PR #94, opened 2021-01-19
[DEV-5645] ADD: AddDataToWorkflow SDK Query

thearchitector:


pastap (approved):
lgtm - adding Jerry and Nic

tests/integration/queries/test_workflow.py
○ ○ ○ ○ ○
=== Task goal ===
All that is wanted is the line with "[DEV-5645] ADD: AddDataToWorkflow SDK Query" and every later line in the entries, reproduced exactly.

=== Your solution ===
[DEV-5645] ADD: AddDataToWorkflow SDK Query

thearchitector:


pastap (approved):
lgtm - adding Jerry and Nic

tests/integration/queries/test_workflow.py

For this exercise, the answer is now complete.